■ WHAT TO DO:
Find the string "storybook" in the data, then copy every line where it is found.

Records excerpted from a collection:
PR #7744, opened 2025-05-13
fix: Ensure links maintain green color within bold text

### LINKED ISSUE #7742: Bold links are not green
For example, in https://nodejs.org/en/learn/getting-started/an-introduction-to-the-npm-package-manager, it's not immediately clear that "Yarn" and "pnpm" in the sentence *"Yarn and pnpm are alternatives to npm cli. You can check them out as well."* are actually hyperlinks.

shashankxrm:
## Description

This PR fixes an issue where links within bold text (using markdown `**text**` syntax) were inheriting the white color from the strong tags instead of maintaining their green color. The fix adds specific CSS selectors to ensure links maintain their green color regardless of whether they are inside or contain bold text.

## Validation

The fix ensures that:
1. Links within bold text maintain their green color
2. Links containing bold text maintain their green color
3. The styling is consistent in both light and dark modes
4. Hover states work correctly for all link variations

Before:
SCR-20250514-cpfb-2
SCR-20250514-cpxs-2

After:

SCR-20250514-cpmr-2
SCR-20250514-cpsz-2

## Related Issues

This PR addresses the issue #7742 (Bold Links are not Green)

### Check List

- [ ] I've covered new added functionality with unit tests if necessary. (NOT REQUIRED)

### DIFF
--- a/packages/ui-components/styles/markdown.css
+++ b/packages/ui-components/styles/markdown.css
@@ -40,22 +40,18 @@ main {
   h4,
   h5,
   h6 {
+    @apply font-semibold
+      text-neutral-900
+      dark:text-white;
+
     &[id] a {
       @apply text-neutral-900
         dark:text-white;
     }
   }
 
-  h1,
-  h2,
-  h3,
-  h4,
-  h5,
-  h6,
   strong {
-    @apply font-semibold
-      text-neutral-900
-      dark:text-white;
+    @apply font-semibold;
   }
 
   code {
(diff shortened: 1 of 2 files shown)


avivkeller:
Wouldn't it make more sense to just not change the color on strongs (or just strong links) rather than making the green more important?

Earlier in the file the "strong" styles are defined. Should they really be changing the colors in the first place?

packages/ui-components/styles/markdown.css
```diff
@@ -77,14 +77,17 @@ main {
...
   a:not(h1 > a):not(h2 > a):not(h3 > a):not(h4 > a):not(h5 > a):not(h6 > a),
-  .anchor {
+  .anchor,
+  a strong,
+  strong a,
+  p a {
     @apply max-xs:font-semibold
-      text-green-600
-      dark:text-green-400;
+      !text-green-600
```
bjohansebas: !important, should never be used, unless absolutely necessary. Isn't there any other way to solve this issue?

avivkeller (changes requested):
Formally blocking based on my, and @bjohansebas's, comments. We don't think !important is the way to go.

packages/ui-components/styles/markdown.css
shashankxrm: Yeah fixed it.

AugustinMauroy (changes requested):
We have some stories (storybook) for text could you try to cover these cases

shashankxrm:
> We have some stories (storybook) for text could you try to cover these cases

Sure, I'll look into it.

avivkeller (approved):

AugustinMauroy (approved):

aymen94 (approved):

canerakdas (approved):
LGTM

■ RESULT OF THE TASK:
We have some stories (storybook) for text could you try to cover these cases
> We have some stories (storybook) for text could you try to cover these cases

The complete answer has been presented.